▶ [Exercise instructions]: Select and copy out every line in the records containing "ikerexxe".

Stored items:
------------------------------------------------
PR #443, opened 2024-05-29
Revert MacOS runner - new one unstable?

sbryngelson:
This is a mock PR to test CI. Related to https://github.com/MFlowCode/MFC/issues/444 and my humble attempt to work around it for now.

### DIFF
--- a/.github/workflows/test.yml
+++ b/.github/workflows/test.yml
@@ -21,15 +21,15 @@ jobs:
     name: Github
     strategy:
       matrix:
-        os:    ['ubuntu', 'macos']
+        os:    ['ubuntu', 'macos-13']
         mpi:   ['mpi']
         debug: ['debug', 'no-debug']
         intel: [true, false]
         exclude:
-          - os:    macos
+          - os:    macos-13
             intel: true
 
-          - os:    macos
+          - os:    macos-13
             debug: debug
             intel: false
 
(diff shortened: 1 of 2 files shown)


sbryngelson:
I've tried the macos-12,13,14 runners and they all grab gcc13.3.0, which as far as I can tell is the only relevant change to these runners in the past few days. Strangely, gcc14 works fine with fftw on my machine, though I don't know if I ever checked gcc13.3.0 (perhaps only an older minor version).

henryleberre:
@sbryngelson I also tried to fix this but couldn't a) reproduce it locally or b) understand why this error occurs. I have a suspicion it's related to it picking the wrong system headers but I am not quite sure. This might be related to Github updating their runners, but I'm not quite sure. It did start failing when brew updated GCC from v13.2 to v13.3 but that makes no difference on my mac. I could only find one question online about someone having this error (not while building fftw) and it wasn't very helpful.

sbryngelson:
> @sbryngelson I also tried to fix this but couldn't a) reproduce it locally or b) understand why this error occurs. I have a suspicion it's related to it picking the wrong system headers but I am not quite sure. This might be related to Github updating their runners, but I'm not quite sure. It did start failing when brew updated GCC from v13.2 to v13.3 but that makes no difference on my mac. I could only find one question online about someone having this error (not while building fftw) and it wasn't very helpful.

I've had the same experience you describe. Something else must have changed.

sbryngelson:
Closing this PR in favor of https://github.com/MFlowCode/MFC/pull/469

PR #447, opened 2024-05-30
Temporary GNU 13 Silo Build Fix

henryleberre:
## Description

This hotfix gets Silo building on GNU 13. It should also pass the `-a` test suite. Let's perpetuate the tradition of hacky C code. This fix isn't pretty, but it should be correct, given the types we are working with.


sbryngelson:
approved so long as it passes CI and builds locally on gcc13+14

sbryngelson (approved):

Issue #600, opened 2022-12-02
Raise minimum ISO C to C99, or even further to POSIX.1-2001 (or 2008) and C11


alejandro-colomar:
Hi!

Supporting C89 is burdensome.  I did a lot of cleanup in the last year dropping support for pre-ISO C, which we can assume to be dead.  However, there are still lots of code (and configure code too) for supporting C89, like for example conditionals on having <stdbool.h>.  Since these days all compilers support C99, would you agree that we can raise the bar to ISO C99, and fail to compile on anything older than that?

Even the oldest Debian and CentOS that are on extended LTS have partial support for ISO C11, and full support for ISO C99 (the oldest compiler alive on those systems is some gcc 4.x, as I checked some time ago).

Moreover, ISO C23 will make `true` and `false` be predefined macros (no need to include `<stdbool.h>` for having them), so most pre-C99 code that defines them will turn Undefined Behavior.  Why is it UB?  Redefining macros is valid in C, except that the redefinitions must be identical (excluding comments and whitespace); since we wrap them in parentheses and glibc doesn't, our redefinition is invalid.  We could address this by wrapping our redefinitions in yet more ifdef preprocessor, but I'd rather burn it all, and require C99.

Would you like a round of cleanup based on this?

Cheers,
Alex

ikerexxe:
I like this idea, and I think it would be good to move forward to more actual standards.

I'd like to ask something though, what's your exact proposal? Move to ISO C99 and POSIX.1-2001? I don't see any issue for the latter. I'm not implying that you should open one, as we could perfectly use this issue for both efforts. Is there any additional work that you have in mind? I'd like to have a clear idea before starting to review anything in this area.

alejandro-colomar:
Hi Iker!

> I like this idea, and I think it would be good to move forward to more actual standards.
> 
> I'd like to ask something though, what's your exact proposal? Move to ISO C99 and POSIX.1-2001? I don't see any issue for the latter. I'm not implying that you should open one, as we could perfectly use this issue for both efforts. Is there any additional work that you have in mind? I'd like to have a clear idea before starting to review anything in this area.

Heh, I didn't even had POSIX.1-2001 in mind when I opened this issue.  It was while doing the C99 cleanup when I realised that POSIX.1-2001 would bring a much greater cleanup, so I did it.  The next standards are:

[...]

PR #601, opened 2022-12-02
Raise the bar to ISO C99 (drop support for C89)

alejandro-colomar:
<https://github.com/shadow-maint/shadow/issues/600>

### DIFF
--- a/lib/defines.h
+++ b/lib/defines.h
@@ -18,15 +18,7 @@ extern char * textdomain (const char * domainname);
 # define ngettext(Msgid1, Msgid2, N) \
     ((N) == 1 ? (const char *) (Msgid1) : (const char *) (Msgid2))
 #else
-#ifdef HAVE_LOCALE_H
-# include <locale.h>
-#else
-# undef setlocale
-# define setlocale(category, locale)	(NULL)
-# ifndef LC_ALL
-#  define LC_ALL	6
-# endif
-#endif
+#include <locale.h>
 
 #define gettext_noop(String) (String)
 /* #define gettext_def(String) "#define String" */
--- a/lib/defines.h
+++ b/lib/defines.h
@@ -48,9 +48,7 @@ extern char * textdomain (const char * domainname);
 #include <stdlib.h>
 #include <string.h>
 
-#if HAVE_ERRNO_H
-# include <errno.h>
-#endif
+#include <errno.h>
 
 #include <sys/stat.h>
 #include <sys/types.h>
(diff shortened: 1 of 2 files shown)


alejandro-colomar:
I think this is all for C99.

After this is merged, I'll suggest raising the bar even further, to POSIX.1-2001.

alejandro-colomar:
Rebased to master.

lib/defines.h
```diff
@@ -250,7 +250,6 @@ static inline void memzero(void *ptr, size_t size)
 #ifdef sun			/* hacks for compiling on SunOS */
 # ifndef SOLARIS
 extern char *strdup ();
-extern char *strerror ();
```
ikerexxe, line 278: `configure.ac` also contains a reference to `strerror()` which I believe can be removed.

ikerexxe (commented):
Apart from a little comment inline, I'd also like to ask you to add the reference to the issue fixed in the commit messages. Something like:
```
Resolves: https://github.com/shadow-maint/shadow/issues/600
```

lib/defines.h
alejandro-colomar: Thanks!

alejandro-colomar:
> Apart from a little comment inline, I'd also like to ask you to add the reference to the issue fixed in the commit messages. Something like:
> 
> ```
> Resolves: https://github.com/shadow-maint/shadow/issues/600
> ```

Yep, I think that would be `Closes:`.  Although since the issue really covers more than just C99, I think I'll just use `Link:`.  Are you happy with it?

alejandro-colomar:
Changes:

- Remove reference to strerror(3) in configure.ac.  [Iker]

alejandro-colomar:
Okay, now it should be done.

Changes:

- Also remove checks for 3 other functions required by C99 (and in some cases even C89).

ikerexxe:
> Yep, I think that would be conventionally `Closes:`. Although since the issue really covers more than just C99, I think I'll just use `Link:`. Are you happy with it?

As long as you reference the issue I'm fine.

LGTM. Thanks for the patches!

alejandro-colomar:
:-)

alejandro-colomar:
I'm happy to help.  And BTW, I learnt a lot with these patches.  Just FYI, I started rewriting some of the Linux man-pages about strings, and plan a new `string(7)` manual page that details all known string handling functions (and some more that I've only seen customly written in high-performance projects such as nginx), and add details when you should use each of them.

As a starter, I already killed `strncpy(3)`, in the hope that nobody ever uses it again ;)
<https://git.kernel.org/pub/scm/docs/man-pages/man-pages.git/tree/man3/strncpy.3#n26>

alejandro-colomar:
Great! :-)

PR #605, opened 2022-12-06
changing lock mechanism

edneville:
Systems can suffer power interruptions whilst .lock files are in /etc, preventing scripts and other automation tools from updating shadow's files which persist across boots.

This commit replaces that mechanism with file locking to avoid problems of power interruption/crashing.

### DIFF
--- a/lib/commonio.c
+++ b/lib/commonio.c
@@ -32,8 +32,6 @@
 
 /* local function prototypes */
 static int lrename (const char *, const char *);
-static int check_link_count (const char *file, bool log);
-static int do_lock_file (const char *file, const char *lock, bool log);
 static /*@null@*/ /*@dependent@*/FILE *fopen_set_perms (
 	const char *name,
 	const char *mode,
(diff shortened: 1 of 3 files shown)


hallyn:
I like the idea, but I'm worried about filesystem support.  For instance http://0pointer.net/blog/projects/locking.html raises concerns about some NFS servers not supporting it.  I don't know if there are any other filesystems which are problematic.

lib/commonio.c
```diff
@@ -361,6 +215,31 @@ bool commonio_present (const struct commonio_db *db)
...
+	fd = open (file, O_CREAT | O_WRONLY, 0600);
+	if (-1 == fd) {
+		if (log) {
+				(void) fprintf (shadow_logfd, "%s: %s: %s\n",
+				                shadow_progname, file, strerror (errno));
+		}
+		return 0;
+	}
+
+	lck.l_type = F_WRLCK | F_RDLCK;
```
cgzones, line 237: why first set `l_type` to the passed parameter and then override before usage?

lib/commonio.c
```diff
@@ -361,6 +215,31 @@ bool commonio_present (const struct commonio_db *db)
...
+{
+	int fd;
+	struct flock lck = {
+		.l_type = type,
+		.l_whence = SEEK_SET,
+		.l_start = 0,
+		.l_len = 0,
+	};
+
+	fd = open (file, O_CREAT | O_WRONLY, 0600);
```
cgzones, line 228: Shouldn't the file to lock exist already?

lib/commonio.c
```diff
@@ -385,7 +264,8 @@ int commonio_lock_nowait (struct commonio_db *db, bool log)
 	snprintf (file, file_len, "%s.%lu",
 	          db->filename, (unsigned long) getpid ());
 	snprintf (lock, lock_file_len, "%s.lock", db->filename);
```
cgzones, line 266: The `lock` variable now seems unused.

edneville:
@brauner, thanks for taking a look. I appreciate the review. What are your thoughts overall, would switching from current lock flag file to file locking present more problems, or do you see it helping to avoid race and stale issues?

PR #606, opened 2022-12-15
Fix useradd audit event logging of ID field

jubalh:
When useradd sends its ADD_USER event, it is filling in the id field. This is not yet written to disk. When auditd sees the event and the log format is enriched, auditd tries to lookup the user name but it does not exist. This causes the event to never be resolvable since ausearch relies on the lookup information attached by auditd.

The fix is to not send the id information for any event until after close_files() is called. Just the acct field is all that is

Patch by Steve Grubb (afaik).

Reported at https://bugzilla.redhat.com/show_bug.cgi?id=1713432

### DIFF
--- a/src/useradd.c
+++ b/src/useradd.c
@@ -2225,9 +2225,14 @@ static void usr_update (unsigned long subuid_count, unsigned long subgid_count)
 #endif				/* ENABLE_SUBIDS */
 
 #ifdef WITH_AUDIT
+	/*
+	 * Even though we have the ID of the user, we won't send it now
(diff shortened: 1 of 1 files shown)


hallyn:
lgtm, thanks.  It looks like you're posting the patch as verbatim as possible, so you may not want to change this, but "When useradd sends it's ADD_USER"  s/it's/its/ did catch my eye...  But like i say if you don't want to change that, I understand.

jubalh:
Corrected

hallyn:
Thanks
------------------------------------------------
▶ [Answer for the task]:
ikerexxe:
ikerexxe, line 278: `configure.ac` also contains a reference to `strerror()` which I believe can be removed.
ikerexxe (commented):
ikerexxe:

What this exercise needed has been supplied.